● EXERCISE
Search the records below for the string "Mutate" and copy each line where it turns up.
:: INPUT DATA ::
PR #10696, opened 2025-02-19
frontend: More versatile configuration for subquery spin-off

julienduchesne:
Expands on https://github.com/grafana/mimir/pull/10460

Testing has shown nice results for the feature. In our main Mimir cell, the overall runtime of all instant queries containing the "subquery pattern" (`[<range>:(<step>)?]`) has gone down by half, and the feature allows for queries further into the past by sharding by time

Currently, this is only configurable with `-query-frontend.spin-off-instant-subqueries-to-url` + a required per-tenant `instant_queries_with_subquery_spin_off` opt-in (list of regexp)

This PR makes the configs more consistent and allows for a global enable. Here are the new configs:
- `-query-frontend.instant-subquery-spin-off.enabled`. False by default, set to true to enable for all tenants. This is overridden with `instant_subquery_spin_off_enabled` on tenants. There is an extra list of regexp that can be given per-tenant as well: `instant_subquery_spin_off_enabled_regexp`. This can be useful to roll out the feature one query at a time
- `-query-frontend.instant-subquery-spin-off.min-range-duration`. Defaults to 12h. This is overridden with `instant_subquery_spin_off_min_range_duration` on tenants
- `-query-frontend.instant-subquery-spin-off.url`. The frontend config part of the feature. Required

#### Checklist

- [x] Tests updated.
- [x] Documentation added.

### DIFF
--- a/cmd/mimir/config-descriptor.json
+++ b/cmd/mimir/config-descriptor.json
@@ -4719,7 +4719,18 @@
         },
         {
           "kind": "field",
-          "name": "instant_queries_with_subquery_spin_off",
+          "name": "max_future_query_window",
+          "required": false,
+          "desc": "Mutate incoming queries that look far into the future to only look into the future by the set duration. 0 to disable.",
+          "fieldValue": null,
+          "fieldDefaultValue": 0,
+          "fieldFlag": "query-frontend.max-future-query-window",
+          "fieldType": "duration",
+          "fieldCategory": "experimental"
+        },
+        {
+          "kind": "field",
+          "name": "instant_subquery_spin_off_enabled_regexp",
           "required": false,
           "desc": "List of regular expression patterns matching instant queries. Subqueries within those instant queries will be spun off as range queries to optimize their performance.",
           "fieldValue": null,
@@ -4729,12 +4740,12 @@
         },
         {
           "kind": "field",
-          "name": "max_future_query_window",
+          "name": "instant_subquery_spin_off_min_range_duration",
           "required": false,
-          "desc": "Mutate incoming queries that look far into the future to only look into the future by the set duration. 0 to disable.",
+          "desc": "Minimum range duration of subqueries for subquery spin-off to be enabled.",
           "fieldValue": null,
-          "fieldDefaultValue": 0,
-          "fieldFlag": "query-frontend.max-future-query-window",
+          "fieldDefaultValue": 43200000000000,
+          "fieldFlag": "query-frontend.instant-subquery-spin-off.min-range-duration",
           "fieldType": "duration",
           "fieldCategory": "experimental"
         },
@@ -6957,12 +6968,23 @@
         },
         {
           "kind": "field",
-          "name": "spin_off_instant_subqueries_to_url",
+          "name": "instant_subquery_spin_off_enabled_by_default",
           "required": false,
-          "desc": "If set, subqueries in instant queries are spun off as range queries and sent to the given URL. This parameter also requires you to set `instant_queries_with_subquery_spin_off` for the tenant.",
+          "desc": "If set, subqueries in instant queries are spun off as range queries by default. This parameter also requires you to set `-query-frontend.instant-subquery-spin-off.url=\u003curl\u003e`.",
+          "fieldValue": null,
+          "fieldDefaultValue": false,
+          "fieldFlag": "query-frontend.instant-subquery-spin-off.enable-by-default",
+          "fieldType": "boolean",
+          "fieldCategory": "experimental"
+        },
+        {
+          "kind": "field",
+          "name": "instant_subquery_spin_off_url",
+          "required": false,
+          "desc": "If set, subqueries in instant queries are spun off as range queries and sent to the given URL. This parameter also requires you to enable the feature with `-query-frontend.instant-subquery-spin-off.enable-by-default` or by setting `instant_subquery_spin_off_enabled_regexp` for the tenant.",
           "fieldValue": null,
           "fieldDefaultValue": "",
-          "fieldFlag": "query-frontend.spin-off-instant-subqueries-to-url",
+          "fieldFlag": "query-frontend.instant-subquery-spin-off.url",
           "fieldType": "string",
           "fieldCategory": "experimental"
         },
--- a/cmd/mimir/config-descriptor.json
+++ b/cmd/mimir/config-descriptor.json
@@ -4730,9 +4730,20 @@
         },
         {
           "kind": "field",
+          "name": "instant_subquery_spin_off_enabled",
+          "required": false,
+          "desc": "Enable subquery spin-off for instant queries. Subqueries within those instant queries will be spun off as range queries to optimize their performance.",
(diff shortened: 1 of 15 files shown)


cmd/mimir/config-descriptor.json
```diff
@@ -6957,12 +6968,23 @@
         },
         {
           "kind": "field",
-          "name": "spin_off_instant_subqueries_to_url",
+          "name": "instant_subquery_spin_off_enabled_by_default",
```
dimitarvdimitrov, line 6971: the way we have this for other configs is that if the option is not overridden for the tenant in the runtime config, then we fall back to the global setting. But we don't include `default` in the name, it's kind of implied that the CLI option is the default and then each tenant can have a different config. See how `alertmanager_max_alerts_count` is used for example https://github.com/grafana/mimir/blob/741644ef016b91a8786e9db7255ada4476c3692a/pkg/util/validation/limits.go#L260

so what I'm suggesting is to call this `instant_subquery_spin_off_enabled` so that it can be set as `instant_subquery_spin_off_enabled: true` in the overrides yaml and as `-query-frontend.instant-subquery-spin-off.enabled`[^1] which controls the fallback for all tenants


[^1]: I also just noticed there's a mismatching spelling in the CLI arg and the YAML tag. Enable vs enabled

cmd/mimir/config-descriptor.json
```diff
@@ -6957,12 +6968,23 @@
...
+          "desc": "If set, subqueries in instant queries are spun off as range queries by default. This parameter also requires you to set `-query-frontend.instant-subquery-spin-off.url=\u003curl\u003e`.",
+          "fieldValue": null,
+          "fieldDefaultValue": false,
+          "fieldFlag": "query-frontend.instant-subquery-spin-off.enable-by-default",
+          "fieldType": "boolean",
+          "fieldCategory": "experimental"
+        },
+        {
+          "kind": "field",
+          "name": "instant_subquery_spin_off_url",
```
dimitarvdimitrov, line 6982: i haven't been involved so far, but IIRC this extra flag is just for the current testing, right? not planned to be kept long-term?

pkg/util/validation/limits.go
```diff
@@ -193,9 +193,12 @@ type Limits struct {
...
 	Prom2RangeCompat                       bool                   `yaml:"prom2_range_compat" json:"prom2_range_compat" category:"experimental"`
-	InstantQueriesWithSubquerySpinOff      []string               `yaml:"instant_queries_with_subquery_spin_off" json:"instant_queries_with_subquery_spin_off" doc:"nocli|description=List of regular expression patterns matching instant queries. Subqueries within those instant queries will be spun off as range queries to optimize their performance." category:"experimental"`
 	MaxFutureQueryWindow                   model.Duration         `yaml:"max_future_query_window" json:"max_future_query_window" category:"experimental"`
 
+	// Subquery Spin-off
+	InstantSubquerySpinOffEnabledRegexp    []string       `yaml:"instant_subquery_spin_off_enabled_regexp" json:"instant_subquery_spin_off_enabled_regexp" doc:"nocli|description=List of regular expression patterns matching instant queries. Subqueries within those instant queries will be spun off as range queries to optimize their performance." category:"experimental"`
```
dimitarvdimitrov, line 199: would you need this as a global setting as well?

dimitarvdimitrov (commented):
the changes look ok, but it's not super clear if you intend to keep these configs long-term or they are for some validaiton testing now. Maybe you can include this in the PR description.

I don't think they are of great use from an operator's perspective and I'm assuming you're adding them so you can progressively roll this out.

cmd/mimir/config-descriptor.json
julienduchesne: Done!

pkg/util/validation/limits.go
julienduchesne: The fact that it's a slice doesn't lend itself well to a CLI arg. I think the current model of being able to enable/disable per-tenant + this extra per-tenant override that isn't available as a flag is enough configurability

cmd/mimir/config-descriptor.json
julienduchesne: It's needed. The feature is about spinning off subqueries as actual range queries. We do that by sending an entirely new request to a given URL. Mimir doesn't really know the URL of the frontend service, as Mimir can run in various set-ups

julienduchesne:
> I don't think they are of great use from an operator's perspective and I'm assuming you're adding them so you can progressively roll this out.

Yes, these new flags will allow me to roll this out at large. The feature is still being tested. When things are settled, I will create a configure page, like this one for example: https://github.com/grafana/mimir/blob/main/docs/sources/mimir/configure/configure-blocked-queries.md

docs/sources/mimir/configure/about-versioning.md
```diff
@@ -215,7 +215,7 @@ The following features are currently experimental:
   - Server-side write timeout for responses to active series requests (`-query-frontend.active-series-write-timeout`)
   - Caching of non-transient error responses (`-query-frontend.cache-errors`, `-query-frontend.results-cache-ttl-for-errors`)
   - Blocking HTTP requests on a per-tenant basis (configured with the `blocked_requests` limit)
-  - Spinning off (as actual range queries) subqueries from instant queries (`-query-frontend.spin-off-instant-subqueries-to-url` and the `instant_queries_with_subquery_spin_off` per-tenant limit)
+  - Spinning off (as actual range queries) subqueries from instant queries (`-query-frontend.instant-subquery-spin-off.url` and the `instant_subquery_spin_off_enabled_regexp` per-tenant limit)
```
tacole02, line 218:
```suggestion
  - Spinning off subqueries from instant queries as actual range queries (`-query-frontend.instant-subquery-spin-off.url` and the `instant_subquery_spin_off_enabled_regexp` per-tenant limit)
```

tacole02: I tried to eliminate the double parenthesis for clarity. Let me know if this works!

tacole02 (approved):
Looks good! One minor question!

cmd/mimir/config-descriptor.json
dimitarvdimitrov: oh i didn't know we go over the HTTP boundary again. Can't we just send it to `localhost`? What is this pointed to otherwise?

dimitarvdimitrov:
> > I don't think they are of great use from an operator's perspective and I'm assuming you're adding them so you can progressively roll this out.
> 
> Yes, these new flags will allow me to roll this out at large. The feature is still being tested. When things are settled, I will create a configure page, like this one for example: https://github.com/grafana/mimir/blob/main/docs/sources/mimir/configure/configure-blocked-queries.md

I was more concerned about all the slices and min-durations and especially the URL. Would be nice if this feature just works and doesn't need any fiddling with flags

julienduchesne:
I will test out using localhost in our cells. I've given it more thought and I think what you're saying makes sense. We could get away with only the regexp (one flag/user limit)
:::
● SOLUTION TO THIS TASK
+          "desc": "Mutate incoming queries that look far into the future to only look into the future by the set duration. 0 to disable.",
-          "desc": "Mutate incoming queries that look far into the future to only look into the future by the set duration. 0 to disable.",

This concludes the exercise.